Copy the lines below exactly. Start at the first and finish with the line containing "Dorin-Pleava: As the".

[Collected data entries]
-----

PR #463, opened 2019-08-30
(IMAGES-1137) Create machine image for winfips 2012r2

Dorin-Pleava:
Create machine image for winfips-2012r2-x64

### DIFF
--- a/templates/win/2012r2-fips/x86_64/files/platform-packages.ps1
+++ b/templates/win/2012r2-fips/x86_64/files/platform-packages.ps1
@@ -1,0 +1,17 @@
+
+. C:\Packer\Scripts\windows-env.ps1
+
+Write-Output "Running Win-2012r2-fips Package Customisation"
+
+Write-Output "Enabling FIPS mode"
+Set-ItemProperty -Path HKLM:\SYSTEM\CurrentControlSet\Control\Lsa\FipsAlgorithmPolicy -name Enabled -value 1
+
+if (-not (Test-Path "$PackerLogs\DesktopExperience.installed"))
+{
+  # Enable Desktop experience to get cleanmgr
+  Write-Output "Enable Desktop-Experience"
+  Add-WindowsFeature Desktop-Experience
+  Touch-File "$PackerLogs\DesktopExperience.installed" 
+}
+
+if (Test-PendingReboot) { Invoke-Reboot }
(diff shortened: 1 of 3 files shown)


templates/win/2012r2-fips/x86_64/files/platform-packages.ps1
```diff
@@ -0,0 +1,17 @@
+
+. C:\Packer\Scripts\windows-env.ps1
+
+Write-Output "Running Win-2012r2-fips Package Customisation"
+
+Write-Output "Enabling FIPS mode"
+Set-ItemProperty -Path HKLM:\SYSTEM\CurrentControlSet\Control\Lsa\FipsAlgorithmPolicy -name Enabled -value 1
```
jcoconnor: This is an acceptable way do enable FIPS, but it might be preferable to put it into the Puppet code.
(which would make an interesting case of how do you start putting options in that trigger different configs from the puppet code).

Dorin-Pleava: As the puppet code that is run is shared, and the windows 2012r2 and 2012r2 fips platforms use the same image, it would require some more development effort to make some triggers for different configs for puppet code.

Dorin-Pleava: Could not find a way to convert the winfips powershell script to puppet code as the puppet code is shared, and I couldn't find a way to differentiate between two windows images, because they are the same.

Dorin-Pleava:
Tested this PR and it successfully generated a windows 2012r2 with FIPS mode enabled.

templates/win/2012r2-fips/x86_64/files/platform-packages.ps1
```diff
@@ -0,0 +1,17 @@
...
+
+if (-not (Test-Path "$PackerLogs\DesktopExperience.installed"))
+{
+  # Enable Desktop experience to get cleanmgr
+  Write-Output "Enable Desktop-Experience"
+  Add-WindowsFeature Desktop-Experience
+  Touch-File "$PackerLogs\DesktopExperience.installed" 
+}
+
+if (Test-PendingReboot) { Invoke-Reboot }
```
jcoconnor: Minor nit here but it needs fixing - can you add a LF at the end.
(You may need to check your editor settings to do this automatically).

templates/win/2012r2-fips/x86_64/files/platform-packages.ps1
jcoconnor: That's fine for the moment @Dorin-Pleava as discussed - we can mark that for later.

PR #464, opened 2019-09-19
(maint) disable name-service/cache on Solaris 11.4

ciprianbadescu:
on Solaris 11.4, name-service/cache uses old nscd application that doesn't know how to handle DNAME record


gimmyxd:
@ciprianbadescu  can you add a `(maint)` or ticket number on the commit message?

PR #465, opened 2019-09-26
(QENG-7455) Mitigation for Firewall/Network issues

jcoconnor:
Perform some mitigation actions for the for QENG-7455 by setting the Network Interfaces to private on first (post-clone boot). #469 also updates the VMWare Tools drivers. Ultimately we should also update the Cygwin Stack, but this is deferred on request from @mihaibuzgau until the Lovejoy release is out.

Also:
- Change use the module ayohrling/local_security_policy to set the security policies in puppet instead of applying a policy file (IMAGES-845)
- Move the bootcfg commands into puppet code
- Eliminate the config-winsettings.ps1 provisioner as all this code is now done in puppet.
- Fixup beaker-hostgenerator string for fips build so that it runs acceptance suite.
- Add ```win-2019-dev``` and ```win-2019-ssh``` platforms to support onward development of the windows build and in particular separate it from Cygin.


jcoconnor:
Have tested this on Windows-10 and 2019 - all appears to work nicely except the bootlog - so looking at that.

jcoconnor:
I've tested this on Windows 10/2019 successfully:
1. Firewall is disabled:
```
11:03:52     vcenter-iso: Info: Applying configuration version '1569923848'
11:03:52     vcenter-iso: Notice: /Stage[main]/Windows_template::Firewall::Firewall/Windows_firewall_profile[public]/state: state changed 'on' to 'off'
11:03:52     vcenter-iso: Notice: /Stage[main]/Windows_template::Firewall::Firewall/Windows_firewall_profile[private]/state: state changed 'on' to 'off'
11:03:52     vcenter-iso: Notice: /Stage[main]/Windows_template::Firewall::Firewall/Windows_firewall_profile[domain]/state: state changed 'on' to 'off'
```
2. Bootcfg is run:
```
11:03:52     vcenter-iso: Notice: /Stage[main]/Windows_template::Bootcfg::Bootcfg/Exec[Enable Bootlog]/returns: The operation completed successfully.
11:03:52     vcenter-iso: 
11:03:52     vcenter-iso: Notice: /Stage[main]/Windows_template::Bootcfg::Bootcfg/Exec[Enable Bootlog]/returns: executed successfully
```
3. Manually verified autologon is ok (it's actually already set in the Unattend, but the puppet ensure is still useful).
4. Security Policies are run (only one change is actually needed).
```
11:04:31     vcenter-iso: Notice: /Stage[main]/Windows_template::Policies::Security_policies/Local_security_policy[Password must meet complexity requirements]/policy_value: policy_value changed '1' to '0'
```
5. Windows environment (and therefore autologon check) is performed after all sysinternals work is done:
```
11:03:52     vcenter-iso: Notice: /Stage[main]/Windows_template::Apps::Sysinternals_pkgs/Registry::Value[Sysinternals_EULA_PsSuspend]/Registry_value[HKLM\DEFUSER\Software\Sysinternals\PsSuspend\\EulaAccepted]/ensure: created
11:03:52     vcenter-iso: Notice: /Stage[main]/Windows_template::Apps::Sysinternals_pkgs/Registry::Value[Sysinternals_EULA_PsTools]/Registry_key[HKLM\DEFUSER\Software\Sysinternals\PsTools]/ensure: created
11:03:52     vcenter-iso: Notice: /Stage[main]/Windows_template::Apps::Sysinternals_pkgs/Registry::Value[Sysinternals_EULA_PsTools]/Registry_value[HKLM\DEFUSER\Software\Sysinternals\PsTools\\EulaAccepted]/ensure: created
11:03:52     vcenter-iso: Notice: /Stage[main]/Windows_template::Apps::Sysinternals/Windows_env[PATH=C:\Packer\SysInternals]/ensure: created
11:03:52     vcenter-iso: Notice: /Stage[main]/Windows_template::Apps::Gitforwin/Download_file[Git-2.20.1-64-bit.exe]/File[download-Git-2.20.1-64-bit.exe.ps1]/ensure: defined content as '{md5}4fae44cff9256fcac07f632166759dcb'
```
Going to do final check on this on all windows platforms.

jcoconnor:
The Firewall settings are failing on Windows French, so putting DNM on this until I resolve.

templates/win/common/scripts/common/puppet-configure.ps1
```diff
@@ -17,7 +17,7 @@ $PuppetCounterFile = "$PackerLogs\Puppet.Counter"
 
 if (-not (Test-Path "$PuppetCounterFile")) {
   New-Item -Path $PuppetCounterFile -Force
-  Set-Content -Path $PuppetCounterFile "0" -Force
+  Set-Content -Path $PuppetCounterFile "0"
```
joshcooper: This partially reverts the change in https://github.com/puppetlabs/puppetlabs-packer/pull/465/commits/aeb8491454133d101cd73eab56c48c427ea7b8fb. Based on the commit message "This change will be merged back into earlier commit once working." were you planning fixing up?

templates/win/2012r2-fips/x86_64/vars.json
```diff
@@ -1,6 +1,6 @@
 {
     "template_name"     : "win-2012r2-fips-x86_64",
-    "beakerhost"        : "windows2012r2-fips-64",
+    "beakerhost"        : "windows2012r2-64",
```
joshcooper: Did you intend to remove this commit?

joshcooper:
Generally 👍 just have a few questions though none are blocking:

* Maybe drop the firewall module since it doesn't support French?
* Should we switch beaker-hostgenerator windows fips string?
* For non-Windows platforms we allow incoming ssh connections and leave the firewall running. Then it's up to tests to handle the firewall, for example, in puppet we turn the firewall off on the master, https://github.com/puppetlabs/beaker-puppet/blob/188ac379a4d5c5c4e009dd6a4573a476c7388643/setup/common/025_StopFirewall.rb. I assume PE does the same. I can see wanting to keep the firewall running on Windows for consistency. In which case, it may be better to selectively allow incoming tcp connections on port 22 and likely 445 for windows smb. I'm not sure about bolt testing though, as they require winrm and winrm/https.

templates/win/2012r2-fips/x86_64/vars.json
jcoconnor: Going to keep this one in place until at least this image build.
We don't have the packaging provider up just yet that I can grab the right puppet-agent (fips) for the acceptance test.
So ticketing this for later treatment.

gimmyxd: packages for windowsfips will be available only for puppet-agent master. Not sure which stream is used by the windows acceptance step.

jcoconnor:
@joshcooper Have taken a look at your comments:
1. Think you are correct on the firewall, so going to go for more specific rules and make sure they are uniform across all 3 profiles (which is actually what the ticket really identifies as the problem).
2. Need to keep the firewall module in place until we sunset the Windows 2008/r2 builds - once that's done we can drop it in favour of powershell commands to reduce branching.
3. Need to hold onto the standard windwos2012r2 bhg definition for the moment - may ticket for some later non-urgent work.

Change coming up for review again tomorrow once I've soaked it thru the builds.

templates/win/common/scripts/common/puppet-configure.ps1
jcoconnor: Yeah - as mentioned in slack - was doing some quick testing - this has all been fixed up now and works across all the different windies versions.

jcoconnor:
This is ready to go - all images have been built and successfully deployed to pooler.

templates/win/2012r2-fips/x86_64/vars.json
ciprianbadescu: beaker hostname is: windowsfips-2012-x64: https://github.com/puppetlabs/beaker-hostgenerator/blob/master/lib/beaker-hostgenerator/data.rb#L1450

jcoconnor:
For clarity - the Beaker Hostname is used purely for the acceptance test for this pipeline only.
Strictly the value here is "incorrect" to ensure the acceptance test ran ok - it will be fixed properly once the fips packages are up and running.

-----

(Response to this exercise):
PR #463, opened 2019-08-30
(IMAGES-1137) Create machine image for winfips 2012r2

Dorin-Pleava:
Create machine image for winfips-2012r2-x64

### DIFF
--- a/templates/win/2012r2-fips/x86_64/files/platform-packages.ps1
+++ b/templates/win/2012r2-fips/x86_64/files/platform-packages.ps1
@@ -1,0 +1,17 @@
+
+. C:\Packer\Scripts\windows-env.ps1
+
+Write-Output "Running Win-2012r2-fips Package Customisation"
+
+Write-Output "Enabling FIPS mode"
+Set-ItemProperty -Path HKLM:\SYSTEM\CurrentControlSet\Control\Lsa\FipsAlgorithmPolicy -name Enabled -value 1
+
+if (-not (Test-Path "$PackerLogs\DesktopExperience.installed"))
+{
+  # Enable Desktop experience to get cleanmgr
+  Write-Output "Enable Desktop-Experience"
+  Add-WindowsFeature Desktop-Experience
+  Touch-File "$PackerLogs\DesktopExperience.installed" 
+}
+
+if (Test-PendingReboot) { Invoke-Reboot }
(diff shortened: 1 of 3 files shown)


templates/win/2012r2-fips/x86_64/files/platform-packages.ps1
```diff
@@ -0,0 +1,17 @@
+
+. C:\Packer\Scripts\windows-env.ps1
+
+Write-Output "Running Win-2012r2-fips Package Customisation"
+
+Write-Output "Enabling FIPS mode"
+Set-ItemProperty -Path HKLM:\SYSTEM\CurrentControlSet\Control\Lsa\FipsAlgorithmPolicy -name Enabled -value 1
```
jcoconnor: This is an acceptable way do enable FIPS, but it might be preferable to put it into the Puppet code.
(which would make an interesting case of how do you start putting options in that trigger different configs from the puppet code).

Dorin-Pleava: As the puppet code that is run is shared, and the windows 2012r2 and 2012r2 fips platforms use the same image, it would require some more development effort to make some triggers for different configs for puppet code.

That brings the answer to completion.